Replace any value outside [A-Za-z_] with its long form, where the long form is a digit [0-9] followed by an uppercase letter [A-Z] and is determined as follows:

  • The value cannot be in [A-Za-z_]; these cannot be encoded in long form.
  • Add 250 - '0'; i.e., add 202. (This maps '0' to the coded value 250.)
  • Take this value modulo 260.
  • Let the digit index and the letter index be the value modulo 10 and the value integer-divided by 10, respectively.
  • The digit and the letter are '0' + the digit index and 'A' + the letter index, respectively.

Because of the second step, the digits [0-9] are encoded as themselves followed by 'Z' (i.e. '0Z' .. '9Z').

The values assigned to the special symbols would be the long forms of lowercase letters if those were allowed as input.

This result can be compressed slightly: Replace ([0-9])Z with \1 unless it is followed by [A-Z]. A digit in the input that is not followed by [A-Z] can simply imply the 'Z'.

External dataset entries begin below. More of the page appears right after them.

PR #2166, opened 2024-02-22
Product catalog lambda

rupertbates:
## Accessibility


handlers/generate-product-catalog/src/index.ts
```diff
@@ -0,0 +1,35 @@
...
+		Key: `${stage}/product-catalog.json`,
+		ContentType: 'application/json',
+		Body: JSON.stringify(productCatalog, null, 2),
+	});
+
+	try {
+		const response = await client.send(command);
+		console.log('Response from S3 was ', response);
+	} catch (err) {
+		console.error('An error occurred while writing the catalog to S3: ', err);
```
jamesgorrie, line 33: Do we alert on these errors?

modules/arrayFunctions.ts
```diff
@@ -36,3 +36,9 @@ export const getSingleOrThrow = <T>(
 
 export const findDuplicates = <T>(array: T[]) =>
 	array.filter((item, index) => array.indexOf(item) !== index);
+export const distinct = <T>(array: T[]) => Array.from(new Set(array));
+export const arrayToObject = <T>(array: Array<Record<string, T>>) => {
```
jamesgorrie, line 40: I wonder if this could be renamed to something that describes it? I mention it as it's taken me quite a while to figure that out.

From what I can tell, it's taking an array of objects (as the types say) then taking the key of each element in each object and setting it as a top level value on a new object.

Is this more like a `flatten`?

modules/product-catalog/src/generateProductCatalog.ts
```diff
@@ -0,0 +1,96 @@
...
+	return allPrices.reduce<PricingObject>((acc, price) => {
+		const total = (acc[price.currency] ?? 0) + price.price;
+		acc[price.currency] = roundPriceToTwoDecimalPlaces(total);
+		return acc;
+	}, {});
+};
+const getProductRatePlanCharges = (
+	productRatePlanCharges: ZuoraProductRatePlanCharge[],
+) => {
+	return arrayToObject(
```
jamesgorrie, line 40: Wondering if this would be simpler and less steps to follow with a reduce, [as you do with the prices](https://github.com/guardian/support-service-lambdas/pull/2166/files#diff-5de6b5e9c1b138278c692011beb5220687ea9e2b3f17bf9dc692d16b65384d88R31)?

```ts
productRatePlanCharges.reduce((acc, productRatePlanCharge) => {
  const productRatePlanChargeName = getProductRatePlanChargeKey(productRatePlanCharge.name);

  acc[productRatePlanChargeName]: { id: productRatePlanCharge.id }
})
```

modules/product-catalog/src/generateTypeObject.ts
```diff
@@ -0,0 +1,94 @@
...
+				productRatePlanCharge.name,
+			);
+			return {
+				[productRatePlanChargeName]: {},
+			};
+		}),
+	);
+};
+const getCurrenciesForProduct = (productRatePlan: ZuoraProductRatePlan) =>
+	distinct(
```
jamesgorrie, line 33: When do we expect duplicates?

modules/zuora-catalog/test/catalog.test.ts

Naturally, decompression reverses compression:

  • Replace all ↕ with ↑↓.
  • Add a ↓ at the beginning.
  • Add a ↑ at the end.
    • This is needed for the following step to work in all cases.
  • Insert a ‡ after any byte value that is followed by ↑, ↓, or €.
  • Replace all € with €↓↓.
  • Finally, add an additional ↑ at the end for each remaining open list.